Japanese antitrust regulators slapped Qualcomm with a cease and desist order, and told the chip maker that it had to revise its licensing deals with Japanese handset makers.
The Japan Fair Trade Commission rejected the company's arguments against a draft order issued earlier this summer, and said that Qualcomm had to remove clauses in its cross-licensing deals that give the company free access to patents held by Japanese companies. The regulators said the companies were forced to agree to deals that reduced competition. Qualcomm supplies chips to NEC, Panasonic and Sharp. The company also was told not to engage in similar practices for LTE chips.

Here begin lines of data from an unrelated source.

PR #3081, opened 2016-11-30
Adds a couchbase module for metricbeat

paschdan:
This module has 3 metricsets to collect metrics from couchbase:

* cluster overview metrics
* node metrics
* bucket metrics


paschdan:
@ruflin I have a question regarding moving the data conversion to the schema method:
if i have a json input for example this:
```json
{
  "foo": "bar",
  "nested": {
    "foo": "nested_bar"
  }
}
```

and i want my result to be
```json
{
  "foo": "bar",
  "nested_foo": "nested_bar"
}
```

is this currently anyhow possible with schema / mapstrstr / mapstriface ?

ruflin:
@paschdan I remember we had recently the same question popping up but I don't remember if we found or implemented a solution for it. Perhaps @andrewkroh can help?

ruflin:
@paschdan Thanks a lot for contributing the couchbase module directly with 3 metricsets 🎉  Let me know when it is ready for a first review. For the field names, check out our naming conventions: https://www.elastic.co/guide/en/beats/libbeat/current/event-conventions.html

paschdan:
@ruflin i guess its ready for a review

metricbeat/module/couchbase/node/_meta/fields.yml
```diff
@@ -0,0 +1,97 @@
...
+  type: group
+  description: >
+    node
+  fields:
+    - name: hostname
+      type: keyword
+      description: >
+        The hostname of the Node
+    - name: uptime
+      type: keyword
```
ruflin: Should this be a long?

metricbeat/module/couchbase/node/_meta/fields.yml
```diff
@@ -0,0 +1,97 @@
...
+        Amount of memcached memory reserved (bytes)
+    - name: cmd_get
+      type: long
+      description: >
+        Number of get commands
+    - name: cpu_utilization_rate.pct
+      type: float
+      description: >
+        The CPU utilization rate (%)
+    - name: couch_docs_actual_disk_size
```
ruflin: couch_docs.actual_disk_size.bytes

metricbeat/module/couchbase/node/_meta/fields.yml
```diff
@@ -0,0 +1,97 @@
...
+      type: long
+      description: >
+        Amount of disk space used by Couch docs.(bytes)
+    - name: couch_docs_data_size.bytes
```
ruflin: couch_docs.data_size.bytes

metricbeat/module/couchbase/node/_meta/fields.yml
```diff
@@ -0,0 +1,97 @@
...
+      type: long
+      description: >
+        Data size of couch documents associated with a node (bytes)
+    - name: couch_spatial_data_size.bytes
```
ruflin: couch_spatial.data_size...

metricbeat/module/couchbase/node/_meta/fields.yml
```diff
@@ -0,0 +1,97 @@
...
+      type: long
+      description: >
+        couchSpatialDataSize field
+    - name: couch_spatial_disk_size.bytes
```
ruflin: couch_spatial.

I'm tempted to say even `couch.spatial.*` and apply the same to the above as there are different namespaces inside couch it seems.

metricbeat/module/couchbase/node/_meta/fields.yml
```diff
@@ -0,0 +1,97 @@
...
+      type: long
+      description: >
+        couchSpatialDiskSize field
+    - name: couch_views_actual_disk_size.bytes
+      type: long
+      description: >
+        Amount of disk space occupied by Couch views (bytes)
+    - name: couch_views_data_size.bytes
```
ruflin: See above

metricbeat/module/couchbase/node/_meta/fields.yml
```diff
@@ -0,0 +1,97 @@
...
+      type: long
+      description: >
+        Size of object data for Couch views (bytes)
+    - name: curr_items
```
ruflin: current_items.value

metricbeat/module/couchbase/node/_meta/fields.yml
```diff
@@ -0,0 +1,97 @@
...
+      type: long
+      description: >
+        Number of current items
+    - name: curr_items_tot
```
ruflin: current_items.total

metricbeat/module/couchbase/_meta/configure-node.sh
```diff
@@ -0,0 +1,38 @@
...
+    done
+
+    echo
+    echo >&2 "Failed to Start Couchbase"
+}
+
+waitForCouchbase
+
+# Setup index and memory quota
+curl -v -X POST http://127.0.0.1:8091/pools/default -d memoryQuota=300 -d indexMemoryQuota=300
```
paschdan: haha yes, me too, but unfortunately it is not possible by config, i could only set specific initial params via cli instead of rest, but loading a sample database is not possible via cli, as far as i know

metricbeat/module/couchbase/bucket/_meta/fields.yml
```diff
@@ -0,0 +1,49 @@
...
+      description: >
+        type of the bucket
+    - name: quota.ram
+      type: long
+      description: >
+        Amount of RAM used by the bucket (bytes)
+    - name: quota.raw_ram
+      type: long
+      description: >
+        Amount of raw RAM used by the bucket (bytes)
```
paschdan: so this would be correct:
```
- name: quota.ram.bytes
   format: bytes
   type: long
   description >
     Amount of RAM used by the bucket
```

ruflin: Yes, except that it seems `format` etc. has one space too much. It should be directly under name (probably copy / paste problem)

metricbeat/module/couchbase/cluster/data.go
```diff
@@ -0,0 +1,71 @@
...
+
+	var d Data
+	err := json.NewDecoder(body).Decode(&d)
+	if err != nil {
+		logp.Err("Error: ", err)
+	}
+
+	logp.Info("Printing Data:")
+	event := common.MapStr{
+		"quota.index_memory.mb":          d.IndexMemoryQuota,
```
ruflin: The reason it is possible do use dots in the fields.yml is because we do some "dedotting" magic in our python script. This is mainly to make writing the fields.yml easier. We don't have that in Golang. So yes, each dotted entry should end up in a nested document for compatibility reason with elasticsearch 2.x.

ruflin:
@paschdan Please ping me when I should have an other look. One thing we should also do is updating the CHANGELOG.asciidoc.

metricbeat/module/couchbase/bucket/_meta/fields.yml
paschdan: write on the fly problem ;)

paschdan:
@ruflin i fixed the bucket metricset, can you have a look on that? 
I will now go on with node and cluster metricsets.

paschdan:
@ruflin i updated the metricsets now to return nested metrics, only thing, that i not know is, if there is a format for "sec"

e.g. https://github.com/actano/beats/blob/29f20bdf6174af4684842879185e4348c7a5a859/metricbeat/module/couchbase/node/_meta/fields.yml#L95-L95

ruflin:
@paschdan We currently don't use any format for sec. But it is an interesting idea. We could use Duration and specific what input and output we would like to have as this exist in Kibana. @monicasarbu You could be interested in this.

metricbeat/module/couchbase/bucket/data.go
```diff
@@ -0,0 +1,69 @@
...
+	for _, Bucket := range d {
+		event := common.MapStr{
+			"name": Bucket.Name,
+			"type": Bucket.BucketType,
+			"data": common.MapStr{
+				"used.bytes": Bucket.BasicStats.DataUsed,
+			},
+			"disk": common.MapStr{
+				"fetches":    Bucket.BasicStats.DiskFetches,
+				"used.bytes": Bucket.BasicStats.DiskUsed,
```
ruflin: Unfortuantely for compatibility reasons also the `.bytes` and `.pct` have to be inside their own common.MapStr. I hope we can simplify this in the future similar to what we did on the fields.yml side.

ruflin:
@paschdan This will also need a rebase.

paschdan:
@ruflin added the changes for the format, but i am not sure how my entry in the changelog should look like.

ruflin:
jenkins, test it

paschdan:
flaky?

ruflin:
jenkins, retest it

ruflin:
@paschdan Yeah, zookeeper tests are sometimes flaky. Rerun the tests and all green. MERGED.
Again: Thanks a lot for the contribution. I'm really happy to have the couchbase module as part of metricbeat.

In response, Qualcomm said that it had not forced companies to enter into licensing agreements. The company said the agreements were subject to negotiation, are common and that they generate benefits to the wireless industry and consumers.
"These provisions promote 'patent peace,' and reduce transaction costs and licensing fees. In addition to Qualcomm, many other industry members throughout the world, including handset and infrastructure manufacturers as well as wireless operators, have relied on these provisions in business planning," Donald Rosenberg, Qualcomm's general counsel, said in a statement. "If Qualcomm were to eliminate these provisions, there is a risk that some Japanese licensees may attempt to assert their previously licensed patents against Qualcomm, its customers and its licensees."
Qualcomm said it would request a full evidentiary hearing on the matter, and could appeal in Japanese courts. In the meantime, it said it was going to look to have the order suspended or stayed while the reviews take place.